Another observation shows that when the heart shortens and hardens,  its ventricles do not become narrower but, on the contrary, become larger: if one cuts the point of the heart of a young rabbit that is still alive, the naked eye shows that its ventricles become a little larger and expel blood at the moment at which the heart hardens, and even when it expels only small drops of blood, because very little blood remains in the animal’s body, they continue to have the same size.

What prevents them from opening ever wider are fibres which stretch from one side to another, which hold them in place.

What makes this much less apparent in the heart of a dog or some other more vigorous animal than in a young rabbit is that the fibres take up more of the ventricles; they stiffen when the heart hardens and can press against a finger inserted into one of the ventricles.
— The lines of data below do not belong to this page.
PR #3306, opened 2023-02-25
Chore/production performance

usu:
- adds some default resource values for production environment (the most important ones also configurable via env vars) (copied from https://github.com/ecamp/ecamp3/pull/3192)
- remove alpha references

@BacLuc any good idea how I can test this without pushing directly to stage?

### DIFF
--- a/.github/workflows/continuous-deployment.yml
+++ b/.github/workflows/continuous-deployment.yml
@@ -63,7 +63,7 @@ jobs:
         env:
           deployments: ${{ toJSON(fromJSON(steps.current-deployments.outputs.list).*.name) }}
           prs: ${{ toJSON(fromJSON(steps.deployment-candidates.outputs.list).*.name) }}
-          never_uninstall: '["dev", "stage", "staging", "prod", "alpha", "beta"]'
+          never_uninstall: '["dev", "devel", "stage", "staging", "prod"]'
         run: |
           TO_UNINSTALL=$(jq --null-input --argjson prs '${{ env.prs }}' --argjson deployments '${{ env.deployments }}' --argjson never_uninstall '${{ env.never_uninstall }}' '$deployments-$prs-$never_uninstall')
           echo "Will uninstall: $TO_UNINSTALL"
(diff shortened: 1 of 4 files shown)


BacLuc:
> @BacLuc any good idea how I can test this without pushing directly to stage?

No, maybe we need a fourth Environment to Test GitHub actions.

I am trying to decouple the workflows from the workflows from ecamp, that you can Test Them in your fork.
But this will Take a while

carlobeltrame (approved):
Did you set any of the environment variables yet?

usu:
> Did you set any of the environment variables yet?

I've set the following ones on staging to test if it properly injects them:
```
BROWSERLESS_MAXCONCURRENTSESSIONS = 2
BROWSERLESS_MAXQUEUELENGTH = 3
```

The idea is, that this runs through with okish default values. And then we can later fine-tune prod vs. staging in the variables based on usage and based on prometheus data.

BacLuc (approved):
I tested it with https://github.com/ecamp/ecamp3/actions/runs/4282767257/jobs/7458168679
on branch https://github.com/ecamp/ecamp3/tree/test-deployment-workflows

Ran into the permission problem with postgres again and had issues with newlines in the domain env variable.
That's why i needed so many runs.

carlobeltrame:
> Ran into the permission problem with postgres again

Did you happen to find out how to solve it then? I'd like to document this so future setups can be easier

BacLuc:
> > Ran into the permission problem with postgres again
> 
> Did you happen to find out how to solve it then? I'd like to document this so future setups can be easier

Yes, i documented my solution: https://github.com/ecamp/ecamp3/wiki/Deployment-installation-Kubernetes#setting-up-the-database
If it is the best one i don't know. But there is at least one.

usu:
> > Did you set any of the environment variables yet?
> 
> I've set the following ones on staging to test if it properly injects them:
> 
> ```
> BROWSERLESS_MAXCONCURRENTSESSIONS = 2
> BROWSERLESS_MAXQUEUELENGTH = 3
> ```
> 
> The idea is, that this runs through with okish default values. And then we can later fine-tune prod vs. staging in the variables based on usage and based on prometheus data.

Seems to work as intended. Staging is deployed and running. And the 2 environment variables set above have successfully been forwarded to the pod.

image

But despite that, the ventricles do not become narrower but on the contrary larger.

I would add yet a third observation, which is that the blood does not leave the heart with the same qualities it had when it entered it, but is very much warmer, more rarefied, and more agitated.

Now supposing that the heart moves in the way that Harvey describes, not only must we imagine some faculty which causes the movement, the nature of which is much more difficult to conceive than what it is invoked to explain: we must also suppose the existence of yet other faculties that alter the qualities of the  blood while it is in the heart.

But if we confine our attention instead to the expansion of the blood, which must necessarily follow its heating, which everyone recognises is greater in the heart than in any other part of the body, then it will be clear that this expansion is enough to make the heart move in the way I have described, and also to change the nature of the blood in the way observation indicates.

It is also sufficient to explain any change one might imagine as necessary so that the blood is prepared and made more suitable for nourishing all the bodily parts that can be used for all the other functions for which it is used in the body.

In this way, we need suppose no unknown or extraneous faculties. For what better and swifter arrangement can we imagine than that which is brought about by fire, which is the most powerful agent we know in nature: rarefying the blood, it separates its small parts from one another, dividing them up and changing their shapes in every imaginable way.

This is why I am extremely surprised that, despite the fact that it has always been known that there is more heat in the heart than in the rest of the body, and that the blood can be rarefied by heat, it has not been noticed by anyone to date that it is this rarefaction of the blood alone that is the cause of the movement of the heart.

For although it might seem  that Aristotle thought this when he wrote in chapter  of his book De respiratione ‘that this movement resembles the action of a liquid that heat brings to a boil’, and also that what causes the pulse is ‘juices from the food one has eaten continually coming into the heart and rising to its outer wall’, nevertheless, because he makes no mention in this passage of the blood, or of the material from which the heart is constructed, it is clear that it is just by chance that he has said something approaching the truth, and that he possessed no certain knowledge of it.

Nor was his opinion adopted by anyone, even though he had the good fortune to have a number of followers on many other questions where his views are far less plausible.

Yet it is so important to know the true cause of the heart’s movement that, without it, we cannot know anything about the theory of medicine, because all the other functions in the animal depend on it, as will be seen clearly from what follows.